For decades after its first performance in 1904, Anton Chekhov's The Cherry Orchard fomented controversy among producers, actors, critics, and audiences. Along with its intrinsic textual richness, linguistic power, and subtlety, the play is saturated with many different, apparently incompatible, elements; it constantly shifts from comedy to pathos, its language concomitantly oscillating from music hall vulgarity to prose poetry.

Chekhov assigned a personal way of speaking to each character, divorcing consequence from action, cause from effect. Despite the controversy generated by its paradoxical nature, however, The Cherry Orchard has become a milestone in twentieth-century drama.

  1. In this astute analysis of Chekhov's last play, Donald Rayfield argues that The Cherry Orchard can be best understood when read as a culmination of the dramatist's major plays, particularly The Seagull (1896) and Three Sisters (1901).

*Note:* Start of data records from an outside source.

PR #6009, opened 2024-06-07
[VL] Provide options to combine small batches before sending to shuffle

zhztheplayer:
It's observed that Velox hash-based shuffle is slowed down by small input batches.

The patch:

1. Adds two options:
   - `spark.gluten.sql.columnar.backend.velox.coalesceBatchesBeforeShuffle`
      (Default: false) Set to true to combine small batches with minimal batch size determined by `spark.gluten.sql.columnar.maxBatchSize`. (Note the misnaming of `maxBatchSize` in Gluten, it might tend to be `minBatchSize` or just `batchSize`)
   - `spark.gluten.sql.columnar.backend.velox.minBatchSizeForShuffle`
      (Optional) Set to override the minimal batch size used by `coalesceBatchesBeforeShuffle`.
2. Does essential code refactors and cleanups. 

### Comparisons

(spark.gluten.sql.columnar.backend.velox.coalesceBatchesBeforeShuffle=false/true)

Q31 total time, before and after (SF1000 partitioned table, scan partitions 112, shuffle partitions 112):

image

Closer look at exchange, before and after:

image

image

### DIFF
--- a/cpp/core/jni/JniCommon.cc
+++ b/cpp/core/jni/JniCommon.cc
@@ -65,3 +65,61 @@ gluten::Runtime* gluten::getRuntime(JNIEnv* env, jobject runtimeAware) {
   GLUTEN_CHECK(ctx != nullptr, "FATAL: resource instance should not be null.");
   return ctx;
 }
+
+std::unique_ptr<gluten::JniColumnarBatchIterator> gluten::makeJniColumnarBatchIterator(
+    JNIEnv* env,
+    jobject jColumnarBatchItr,
+    gluten::Runtime* runtime,
+    std::shared_ptr<ArrowWriter> writer) {
+  return std::make_unique<JniColumnarBatchIterator>(env, jColumnarBatchItr, runtime, writer);
+}
+
+gluten::JniColumnarBatchIterator::JniColumnarBatchIterator(
+    JNIEnv* env,
+    jobject jColumnarBatchItr,
+    gluten::Runtime* runtime,
+    std::shared_ptr<ArrowWriter> writer)
+    : runtime_(runtime), writer_(writer) {
+  // IMPORTANT: DO NOT USE LOCAL REF IN DIFFERENT THREAD
+  if (env->GetJavaVM(&vm_) != JNI_OK) {
+    std::string errorMessage = "Unable to get JavaVM instance";
+    throw gluten::GlutenException(errorMessage);
+  }
+  serializedColumnarBatchIteratorClass_ =
+      createGlobalClassReferenceOrError(env, "Lorg/apache/gluten/vectorized/ColumnarBatchInIterator;");
+  serializedColumnarBatchIteratorHasNext_ =
+      getMethodIdOrError(env, serializedColumnarBatchIteratorClass_, "hasNext", "()Z");
+  serializedColumnarBatchIteratorNext_ = getMethodIdOrError(env, serializedColumnarBatchIteratorClass_, "next", "()J");
+  jColumnarBatchItr_ = env->NewGlobalRef(jColumnarBatchItr);
+}
+
+gluten::JniColumnarBatchIterator::~JniColumnarBatchIterator() {
+  JNIEnv* env;
+  attachCurrentThreadAsDaemonOrThrow(vm_, &env);
+  env->DeleteGlobalRef(jColumnarBatchItr_);
+  env->DeleteGlobalRef(serializedColumnarBatchIteratorClass_);
+  vm_->DetachCurrentThread();
+}
+
+std::shared_ptr<gluten::ColumnarBatch> gluten::JniColumnarBatchIterator::next() {
+  JNIEnv* env;
+  attachCurrentThreadAsDaemonOrThrow(vm_, &env);
+  if (!env->CallBooleanMethod(jColumnarBatchItr_, serializedColumnarBatchIteratorHasNext_)) {
+    checkException(env);
+    return nullptr; // stream ended
+  }
+
+  checkException(env);
+  jlong handle = env->CallLongMethod(jColumnarBatchItr_, serializedColumnarBatchIteratorNext_);
+  checkException(env);
+  auto batch = runtime_->objectStore()->retrieve<ColumnarBatch>(handle);
+  if (writer_ != nullptr) {
+    // save snapshot of the batch to file
+    std::shared_ptr<ArrowSchema> schema = batch->exportArrowSchema();
+    std::shared_ptr<ArrowArray> array = batch->exportArrowArray();
+    auto rb = gluten::arrowGetOrThrow(arrow::ImportRecordBatch(array.get(), schema.get()));
+    GLUTEN_THROW_NOT_OK(writer_->initWriter(*(rb->schema().get())));
+    GLUTEN_THROW_NOT_OK(writer_->writeInBatches(rb));
+  }
+  return batch;
+}
--- a/cpp/core/jni/JniCommon.h
+++ b/cpp/core/jni/JniCommon.h
@@ -28,6 +28,7 @@
 #include "memory/AllocationListener.h"
 #include "shuffle/rss/RssClient.h"
 #include "utils/Compression.h"
+#include "utils/ResourceMap.h"
 #include "utils/exception.h"
 
 static jint jniVersion = JNI_VERSION_1_8;
@@ -119,6 +120,12 @@ static inline void attachCurrentThreadAsDaemonOrThrow(JavaVM* vm, JNIEnv** out) 
   }
 }
 
+template <typename T>
+static T* jniCastOrThrow(gluten::ResourceHandle handle) {
+  auto instance = reinterpret_cast<T*>(handle);
+  GLUTEN_CHECK(instance != nullptr, "FATAL: resource instance should not be null.");
+  return instance;
+}
 namespace gluten {
 
 class JniCommonState {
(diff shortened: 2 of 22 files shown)


zhztheplayer:
@marin-ma There might be some batch-wise overhead around shuffle split processing. We may want to figure it out later to avoid doing such batch coalesce operations that introduce extra copies.

marin-ma:
cc: @WangGuangxin @FelixYBW

Yohahaha:
https://github.com/apache/incubator-gluten/pull/5951#issuecomment-2153866781
I see above comments try add a new operator to collect small batch to a bigger batch, is will be included in this PR?

zhztheplayer:
@XinShuoWang 

Do you have any thoughts on moving to this approach since https://github.com/apache/incubator-gluten/commit/ec3e92ec841ef71490c8c41c64647c60888e3885 has been merged? I don't have strong preference except that we need a configuration and metrics for batch-appending.

I suggest merging this to make things configurable and displayable at first, then if we want to continue on https://github.com/apache/incubator-gluten/pull/5951 's approach, you can open another PR to bring the code back and re-use the conf code added in this patch. And remove calls to `maybeAddAppendBatchesExec` to disable AppendBatchesExec for shuffle.

zhztheplayer:
> [#5951 (comment)](https://github.com/apache/incubator-gluten/pull/5951#issuecomment-2153866781) I see above comments try add a new operator to collect small batch to a bigger batch, is will be included in this PR?

It's included, namely `VeloxAppendBatchesExec`.

Code https://github.com/apache/incubator-gluten/pull/6009/files#diff-e058841b0f54a15144e01a1089457b7e5a28a953f85df3a1e656fcf6eddfe203R38

cpp/core/jni/JniCommon.cc
```diff
@@ -65,3 +65,61 @@ gluten::Runtime* gluten::getRuntime(JNIEnv* env, jobject runtimeAware) {
...
+  if (writer_ != nullptr) {
+    // save snapshot of the batch to file
+    std::shared_ptr<ArrowSchema> schema = batch->exportArrowSchema();
+    std::shared_ptr<ArrowArray> array = batch->exportArrowArray();
+    auto rb = gluten::arrowGetOrThrow(arrow::ImportRecordBatch(array.get(), schema.get()));
+    GLUTEN_THROW_NOT_OK(writer_->initWriter(*(rb->schema().get())));
+    GLUTEN_THROW_NOT_OK(writer_->writeInBatches(rb));
+  }
+  return batch;
+}
```
zhztheplayer, line 125: code movement

cpp/core/jni/JniCommon.h
```diff
@@ -251,6 +258,40 @@ DEFINE_SAFE_GET_PRIMITIVE_ARRAY_FUNCTIONS(kLong, jlongArray, Long)
...
+  jclass serializedColumnarBatchIteratorClass_;
+  jmethodID serializedColumnarBatchIteratorHasNext_;
+  jmethodID serializedColumnarBatchIteratorNext_;
+};
+
+std::unique_ptr<JniColumnarBatchIterator> makeJniColumnarBatchIterator(
+    JNIEnv* env,
+    jobject jColumnarBatchItr,
+    Runtime* runtime,
+    std::shared_ptr<ArrowWriter> writer);
```
zhztheplayer, line 294: code movement

gluten-core/src/main/scala/org/apache/gluten/extension/columnar/OffloadSingleNode.scala
```diff
@@ -101,23 +101,17 @@ case class OffloadAggregate() extends OffloadSingleNode with LogLevelUtil {
...
+      p
+    case s: ShuffleExchangeExec
+        if (s.child.supportsColumnar || GlutenConfig.getConf.enablePreferColumnar) &&
+          BackendsApiManager.getSettings.supportColumnarShuffleExec() =>
+      logDebug(s"Columnar Processing for ${s.getClass} is currently supported.")
+      BackendsApiManager.getSparkPlanExecApiInstance.genColumnarShuffleExchange(s)
+    case b: BroadcastExchangeExec =>
+      val child = b.child
+      logDebug(s"Columnar Processing for ${b.getClass} is currently supported.")
+      ColumnarBroadcastExchangeExec(b.mode, child)
```
zhztheplayer, line 114: code simplification

gluten-core/src/main/scala/org/apache/gluten/backendsapi/SparkPlanExecApi.scala
```diff
@@ -101,7 +101,7 @@ trait SparkPlanExecApi {
       aggregateExpressions: Seq[AggregateExpression],
       aggregateAttributes: Seq[Attribute]): HashAggregateExecPullOutBaseHelper
 
-  def genColumnarShuffleExchange(shuffle: ShuffleExchangeExec, newChild: SparkPlan): SparkPlan
+  def genColumnarShuffleExchange(shuffle: ShuffleExchangeExec): SparkPlan
```
zhztheplayer, line 104: API simplification

Yohahaha:
I think the design is same as https://github.com/facebookincubator/velox/issues/7801 and would be great to implement in Gluten side.

my suggestion is we could implement `VeloxAppendBatchesExec` first, then provide config for shuffle write and table scan to add this new operator.

zhli1142015:
> I think the design is same as [facebookincubator/velox#7801](https://github.com/facebookincubator/velox/issues/7801) and would be great to implement in Gluten side.
> 
> my suggestion is we could implement `VeloxAppendBatchesExec` first, then provide config for shuffle write and table scan to add this new operator.

I think filter and HashJoin(with filter) may also need to this as well. Thanks.

Yohahaha:
> > I think the design is same as [facebookincubator/velox#7801](https://github.com/facebookincubator/velox/issues/7801) and would be great to implement in Gluten side.
> > my suggestion is we could implement `VeloxAppendBatchesExec` first, then provide config for shuffle write and table scan to add this new operator.
> 
> I think filter and HashJoin(with filter) may also need this as well. Thanks.

yeah, above velox issue has list out all operators that may need apply this optimization, we could provide a config for these operators, which value is a list of operator name string.

FelixYBW:
> `spark.gluten.sql.columnar.maxBatchSize`. (Note the misnaming of `maxBatchSize` in Gluten, it might tend to be `minBatchSize`)

Just comment this: `minBatchSize` is either not accurate. The accurate description of the batch size is "Velox will try best to limit the row numbers per rowVector to the maxBatchSize config, however, it's not guaranteed.  @zhztheplayer can you update the document to highlight this?

FelixYBW:
@zhztheplayer  Let's remove the option and set it as default behavior as long as it can benefit in all cases.

FelixYBW:
> around shuffle split processing. We may want to figure it out later to avoid doing such batch coalesce operations that intro

It's because the initialization of current split function. Currently we use 3 loops (per column, per reducer, per row) to do the split, if the column data is cached then the solution is the best way to scale to reducer numbers. However to achieve this, we need much initialization work to create several vectors. If the input batch is small, we will suffer from the initialization overhead. Even bigger than the copy to bigger batches.

Another issue is if the data size is too large and exceeds the cache size, then performance will be very poor.

zhztheplayer:
> Just comment this: `minBatchSize` is either not accurate. The accurate description of the batch size is "Velox will try best to limit the row numbers per rowVector to the maxBatchSize config, however, it's not guaranteed. @zhztheplayer can you update the document to highlight this?

It's planned but I'll use another PR to do that. Setting it true by default may fail some plan checks in UTs.

FelixYBW:
> It's planned but I'll use another PR to do that. Setting it true by default may fail some plan checks in UTs.

Why UT fails? we should fix that.

zhztheplayer:
> row numbers per rowVector to the maxBatchSize config, however, it's not guaranteed. @zhztheplayer can you update the document to highlight this?

The PR adds a new operator `VeloxAppendBatchesExec`. Plan checks may fail because of this new operator. It's benign and to fix this we just update the UT code.

FelixYBW:
> checks may fail because of this new operator. It's benign and to fix this we just update the UT code.

Let's update the UT code then.

zhztheplayer:
> Just comment this: `minBatchSize` is either not accurate. The accurate description of the batch size is "Velox will try best to limit the row numbers per rowVector to the maxBatchSize config, however, it's not guaranteed. @zhztheplayer can you update the document to highlight this?

The tricky part is that I don't see we always follow either `min` or `max` criteria when using the option. (correct me if I am wrong) It's used as `min` in shuffle reader, but may be used as `max` in shuffle writer. I don't go through scan's code so not sure about that part.

Maybe we can change the option name to `targetBatchSize` to clarify. Actually it's not that important whether a batch is slightly larger than or smaller than this size.

FelixYBW:
One misunderstanding is that "we should avoid memcpy as much as possible", but in fact Gluten isn't memory throughput bound yet. The sequential data read and write is a cheaper operation if the block size isn't too small (like several Bytes but not predictable, then the overhead is branch misprediction) or too large (like GB level).

FelixYBW:
> e we can change the option name

In long term Velox should limit the batch size to maxBatchSize we configured, so as in Gluten. For operators like Combine, we may limit the batch size to 2 x maxBatchSize so we needn't to cache the second batch.

FelixYBW:
> 
> It's included, namely `VeloxAppendBatchesExec`.
> 
> Code https://github.com/apache/incubator-gluten/pull/6009/files#diff-e058841b0f54a15144e01a1089457b7e5a28a953f85df3a1e656fcf6eddfe203R38

We may need to submit this Exec to Velox

marin-ma (approved):
LGTM. Thanks!

zhztheplayer:
@XinShuoWang I'll merge this then do some follow-ups. Let me know if any comments, thanks.

Also thank you guys for reviewing. :)

zhztheplayer:
> /Benchmark Velox TPCDS

The PR disabled the feature by default. Let's benchmark the subsequent PRs.

PR #6029, opened 2024-06-09
[VL] Pass file size and modification time in split 

acvictor:

Support was made in Velox to pass file properties while creating a file handle for reading. Previously a separate call was made to fetch file properties from remote storage. By passing this information down to Velox in the split we save on one network call per file open.

https://github.com/facebookincubator/velox/issues/9314

## How was this patch tested?

Existing UTs


acvictor:
@FelixYBW can you please review this? Thank you!

shims/common/src/main/scala/org/apache/gluten/sql/shims/SparkShims.scala
```diff
@@ -207,6 +207,11 @@ trait SparkShims {
 
   def attributesFromStruct(structType: StructType): Seq[Attribute]
 
+  // Spark 3.3 and later only have file size and modification time in PartitionedFile
+  def getFileSizeAndModificationTime(file: PartitionedFile): (Option[Long], Option[Long]) = {
+    (None, None)
+  }
+
```
Yohahaha, line 214: we'd better keep pure abstract method in this file, just like other declaration.

Yohahaha (dismissed):
LGTM, leave one comments.

shims/common/src/main/scala/org/apache/gluten/sql/shims/SparkShims.scala
acvictor: Updated, thank you!

acvictor:
> LGTM, leave one comments.

Thank you for the review!

Yohahaha (approved):
thank you!

FelixYBW:
The PR broken the S3 reader

Issue #6040, opened 2024-06-11
[CH] Can't not load part after restart spark session


loneylee:
### Backend

CH (ClickHouse)

### Bug description

Error message as follow
<Error> s3_mergetree.part: Part /tmp/ch_metadata2/tpch10/mergetree/part/00006/556fee1c-2a92-48c9-9aeb-fbc3a8e4f9cf_0_001/ is broken and need manual correction

### Spark version

None

PR #6041, opened 2024-06-11
[GLUTEN-6040][CH] Fix can't not load part after restart spark session

loneylee:

Fix can't not load part after restart spark session after enable enabled_driver_filter_mergetree_index

(Fixes: \#6040)

## How was this patch tested?

Test by ut


zzcclp (approved):
LGTM

PR #6044, opened 2024-06-11
[VL] Change VLOG to DLOG in shuffle to fix performance issue in corner cases

marin-ma:
Even if FLAGS_v is set to a small value, the VLOG with large verbosity is still initialized and taking lots of time.
image

After:
image


marin-ma:
Just found this issue only happens when I set `spark.gluten.sql.debug=true` and `spark.gluten.sql.columnar.backend.velox.glogSeverityLevel=1`. Setting `spark.gluten.sql.columnar.backend.velox.glogSeverityLevel` > 0 (FLAGS_minloglevel) will mute all VLOG, but the logged strings are still constructed. This behavior of `VLOG` seems to be very tricky.

@zhztheplayer Can we merge this patch? Those logs are for debugging purpose.

zhztheplayer (approved):

PR #6046, opened 2024-06-11
[CH] add throttler to GlutenHDFSDisk

liuneng1994:

Add a write speed limit to HDFS to avoid TCP port exhaustion due to too many small files and too fast write rate.

## How was this patch tested?

unit tests， manual test


zzcclp (approved):
manually test passed, LGTM

PR #9477, opened 2025-04-30
[VL] Support ObjectDebugInfo in ObjectStore during destruction of native runtime

ArnavBalyan:
 - Following up on #9455
 - Added ObjectDebugInfo which can hold other attributes for the object (such as size) and used for logging.

## How was this patch tested?
 - Existing UTs

### DIFF
--- a/cpp/core/utils/ObjectStore.h
+++ b/cpp/core/utils/ObjectStore.h
@@ -34,6 +34,16 @@ using StoreHandle = int32_t;
 using ObjectHandle = int64_t;
 constexpr static ObjectHandle kInvalidObjectHandle = -1;
 
+template <typename T>
+struct SafeSizeOf {
+  static constexpr size_t value = sizeof(T);
+};
+
+template <>
+struct SafeSizeOf<void> {
+  static constexpr size_t value = 0;
+};
+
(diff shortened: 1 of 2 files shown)


cpp/core/utils/ObjectStore.h
```diff
@@ -74,14 +74,20 @@ class ObjectStore {
   ObjectHandle save(std::shared_ptr<T> obj) {
     const std::lock_guard<std::mutex> lock(mtx_);
     const std::string_view description = typeid(T).name();
```
zhztheplayer, line 76: Could rename `description` to `typeName`?

zhztheplayer (commented):
Can we reword all the appearances of "description" with "type name"? Thanks!

cpp/core/utils/ObjectStore.h
```diff
@@ -73,15 +83,21 @@ class ObjectStore {
...
+    aliveObjects_.emplace(handle, ObjectDebugInfo{typeName, size});
     return toObjHandle(handle);
   }
 
  private:
   static ResourceMap<ObjectStore*>& stores();
 
+  struct ObjectDebugInfo {
+    std::string_view typeName;
+    size_t size;
```
zhztheplayer, line 98: nit: Possible to add const modifiers?

zhztheplayer (approved):

PR #9479, opened 2025-04-30
[branch-1.4][VL] Fix docker image name for 1.4 branch

zhouyuan:

Adding "1.4" to docker image name used in branch-1.4, so the changes in main branch does not impact the branch-1.4

A follow-up patch will modify the CI to use the right docker

## How was this patch tested?

no tests required

### DIFF
--- a/.github/workflows/docker_image.yml
+++ b/.github/workflows/docker_image.yml
@@ -18,7 +18,7 @@ name: Build and Push Docker Image
 on:
   push:
     branches:
-      - main
+      - branch-1.4
     paths:
       - '.github/workflows/docker_image.yml'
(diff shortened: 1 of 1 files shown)


.github/workflows/docker_image.yml
```diff
@@ -18,7 +18,7 @@ name: Build and Push Docker Image
 on:
   push:
     branches:
-      - main
+      - branch-1.4
```
zhouyuan, line 21: Cc @weiting-chen

PHILO-HE (approved):
Looks good! We can remove these images from docker hub once branch-1.4 is not maintained.

Issue #9502, opened 2025-05-03
[VL] Remove unused datatype check code from concat function


dcoliversun:
### Description

The concat function only supports string / binary / array type[1], we could remove unused datatype check code from concat function

[1] https://github.com/apache/spark/blob/v3.2.0/sql/catalyst/src/main/scala/org/apache/spark/sql/catalyst/expressions/collectionOperations.scala#L2195

### Gluten version

None

PR #9503, opened 2025-05-03
[GLUTEN-9502][VL] Remove useless datatype check for concat function

dcoliversun:

This PR aims to remove unused datatype check code from concat function, as this function only supports string / binary / array type in apache spark[1].  

[1] https://github.com/apache/spark/blob/v3.2.0/sql/catalyst/src/main/scala/org/apache/spark/sql/catalyst/expressions/collectionOperations.scala#L2195

  

(Fixes: \#9502)

## How was this patch tested?


dcoliversun:
cc @PHILO-HE Could you please have a review for this? Thanks!

PR #9506, opened 2025-05-04
[CORE] RasOffload: Fix false positive discard

li-boxuan:

In RasOffload.scala, we discard a plan if the offload doesn't succeed. We do this check by `offloaded.fastEquals(rewritten)`. This is not the most efficient way, and has false positive discards. For example, in TPC-DS, we have observed that q44 & q49 didn't offload `WindowExec` to `WindowExecTransformer` with legacy RAS, and the reason is `WindowExecTransformer` is deemed as "equal" to its `WindowExec` counterparty. Consequently, step 6 would return empty list, causing `WindowExecTransformer` not to enter RAS coster.

## How was this patch tested?

We have a set of internal tests to compare TPC-DS plans. With this PR, default gluten (without RAS) and gluten with RAS (legacy coster) generate exactly same plan for all TPC-DS queries.


zhztheplayer (approved):
+1

Why a `WindowExecTransformer` could equal to `WindowExec` ? They are of different Scala types so I assume the equals call should fail fast from the beginning.

PR #9483, opened 2025-04-30
[GLUTEN-9468][VL] Remove parquet-arrow dependency

marin-ma:
Replace parquet-arrow writer with velox parquet writer to dump input for microbenchmark.
Refactor the code for dumping input for microbenchmark.

PR #9511, opened 2025-05-06
[GLUTEN-9468][VL] Follow up: Remove parquet-arrow cpp build

marin-ma:
#9483 has removed the dependency on arrow parquet.

### DIFF
--- a/dev/build_arrow.sh
+++ b/dev/build_arrow.sh
@@ -37,6 +37,7 @@ function build_arrow_cpp() {
  pushd $ARROW_PREFIX/cpp
 
  cmake_install \
+       -DARROW_PARQUET=OFF \
        -DARROW_FILESYSTEM=ON \
        -DARROW_PROTOBUF_USE_SHARED=OFF \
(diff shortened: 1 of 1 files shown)


marin-ma:
cc: @zhouyuan

Yohahaha (approved):
LGTM! will test it in our dynamic link build process later.

FelixYBW:
@zhouyuan can we add a doc to list the arrow reference in Gluten? like the csv scan.

Yohahaha (approved):

zhouyuan:
> @zhouyuan can we add a doc to list the arrow reference in Gluten? like the csv scan.

I made some quick check. Let me check where is the best to place this document
On C++ side:
- Arrow memory pool
- Arrow IPC/IPC: io/Schema/Compression 
- Arrow bridge
-Arrow CSV scan
 
On java side:
- Arrow schema
- Arrow record batch
- Arrow memory pool 

Thanks, -yuan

Stressing that Chekhov the playwright is inseparable from Chekhov the story writer, Rayfield points up instances in which the author "reuses" material from such classic stories as "A Visit to Friends," "Panpipes," "The Black Monk," and "The Bride.".

An engaging history of the how the play came to be - complete with citations from Chekhov's notebooks to show the parallels between his life and the lives of his characters - amplifies Rayfield's dissemination of the dramatist's themes and stylistics technique.

Rayfield further uses Chekhov's letters to and from those involved in the initial production - the Moscow Arts Theater director Konstantin Stanislavsky; Chekhov's wife, the actress Olga Knipper; and various of Chekhov's contemporaries in the theater - to chronicle the play's evolution.

The apparent contradiction of a play that is simultaneously comic and tragic is, Rayfield concludes, a fact of the modernist drama of Samuel Beckett, Eugene Ionesco, and Antonin Artaud.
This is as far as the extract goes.